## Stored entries
PR #893, opened 2022-11-12
CIRCLES-386

hdphuong:
- Lock courses in by "forcing" term offerings
- I TRIED USING ORTOOLS (yes 5 hours well spent) but couldn't figure out how to do that in a nice way given the data structures we have so i went back to my original solution 😭

### DIFF
--- a/backend/server/routers/planner.py
+++ b/backend/server/routers/planner.py
@@ -5,10 +5,7 @@ from typing import Tuple, List, Dict
 from fastapi import APIRouter, HTTPException
 from algorithms.validate_term_planner import validate_terms
 from algorithms.autoplanning import autoplan
-from algorithms.objects.user import User
-from algorithms.objects.course import Course
-from server.routers.model import (ValidCoursesState, PlannerData, ValidPlannerData, 
-                                CourseCodes, UserData, ProgramTime)
+from server.routers.model import (ValidCoursesState, PlannerData, ValidPlannerData, ProgramTime)
 from server.routers.courses import get_course
 from server.routers.utility import get_course_object, extract_user_from_planner_data
 
--- a/backend/server/routers/planner.py
+++ b/backend/server/routers/planner.py
@@ -10,7 +10,7 @@ from algorithms.objects.course import Course
 from server.routers.model import (ValidCoursesState, PlannerData, ValidPlannerData, 
                                 CourseCodes, UserData, ProgramTime)
 from server.routers.courses import get_course
-from server.routers.utility import get_course_object
+from server.routers.utility import get_course_object, extract_user_from_planner_data
 
 def fix_planner_data(plannerData: PlannerData) -> ValidPlannerData:
     """ fixes the planner data to add missing UOC info """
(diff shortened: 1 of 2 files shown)


backend/server/routers/planner.py
```diff
@@ -91,11 +88,24 @@ def validate_term_planner(plannerData: PlannerData):
...
+def autoplanning(courseCodes: List, plannerData: PlannerData, programTime: ProgramTime) -> Dict:
+    user = extract_user_from_planner_data(plannerData)
+    autoplanned = []
     try:
+        # Convert list of course codes to list of Course objects 
         courses = [get_course_object(courseCode, programTime) for courseCode in courseCodes]
+
+        # Convert plannerData to list of Course object and FORCE the term the course is taken in
+        # e.g. if the user has taken COMP1511 in 2022 T1, then the autoplanning will have COMP1511 in 2022 T1 
+        # regardless of the actual COMP1511 term offerings
```
Peedee2002, line 100: wait actually i forgot about this problem... i think my solution would have forced a course placed in the wrong term to always be infeasable 😅

backend/server/routers/utility.py
```diff
@@ -48,18 +48,32 @@ def get_course_object(code: str, progTime: ProgramTime) -> Course:
...
+    """
+    Extracts a user object from the plannerData
+    """
+    user = User()
+    user.program = plannerData.program
+    user.specialisations = plannerData.specialisations
+    for year_index, year in enumerate(list(plannerData.plan)):
+        for term in year:
+            user.add_courses(term) 
+    return user
```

## Aim of the task
For this exercise, output exactly the lines above from the line with "Tuple, List, Dict" to the line with "-from algorithms.objects.course import Course", counting both, and leave out the rest.

## Your response
@@ -5,10 +5,7 @@ from typing import Tuple, List, Dict
 from fastapi import APIRouter, HTTPException
 from algorithms.validate_term_planner import validate_terms
 from algorithms.autoplanning import autoplan
-from algorithms.objects.user import User
-from algorithms.objects.course import Course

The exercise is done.